Purine is a heterocyclic aromatic organic compound that consists of two rings (pyrimidine and imidazole) fused together. It is water-soluble. Purine also gives its name to the wider class of molecules, purines, which include substituted purines and their tautomers. They are the most widely occurring nitrogen-containing heterocycles in nature.

Dietary sources 
Purines are found in high concentration in meat and meat products, especially internal organs such as liver and kidney. In general, plant-based diets are low in purines. High-purine plants and algae include some legumes  (lentils and black eye peas) and spirulina. Examples of high-purine sources include: sweetbreads, anchovies, sardines, liver, beef kidneys, brains, meat extracts (e.g., Oxo, Bovril), herring, mackerel, scallops, game meats, yeast (beer, yeast extract, nutritional yeast) and gravy.

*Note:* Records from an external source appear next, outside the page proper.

PR #4059, opened 2018-04-03
make Global / cancelable true by default

### LINKED ISSUE #3252: Make `cancelable in Global := true` the default?
As far as I can tell, everyone loves this feature, so why not make it the default? The only reason I can think of is that it doesn't seem to work with `compile` (the shell says "Cancelling execution...", but nothing is canceled until the compilation completed, and you're stuck). I see two solutions to that:
1. Make compilation interruptible. There is no fundamental reason that this cannot be done.
2. Make `Ctrl+D` or some other shortcut (`Ctrl+C Ctrl+C` ?) quit sbt at any point, just like `Ctrl+C` does when `cancelable` is false.

eed3si9n:
Fixes #3252

/cc @retronym

### DIFF
--- a/main/src/main/scala/sbt/Defaults.scala
+++ b/main/src/main/scala/sbt/Defaults.scala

A moderate amount of purine is also contained in red meat, beef, pork, poultry, fish and seafood, asparagus, cauliflower, spinach, mushrooms, green peas, lentils, dried peas, beans, oatmeal, wheat bran, wheat germ, and haws.

Biochemistry 
Purines and pyrimidines make up the two groups of nitrogenous bases, including the two groups of nucleotide bases. The purine  bases are guanine (G) and adenine (A) which form corresponding nucleosides-deoxyribonucleosides (deoxyguanosine  and deoxyadenosine) with deoxyribose moiety and ribonucleosides (guanosine,  adenosine) with ribose moiety. These nucleosides with phosphoric acid form corresponding nucleotides (deoxyguanylate, deoxyadenylate and guanylate, adenylate)  which are  the  building blocks of DNA and RNA, respectively. Purine bases also play an essential role in many metabolic and signalling processes within the compounds guanosine monophosphate  (GMP) and adenosine monophosphate (AMP).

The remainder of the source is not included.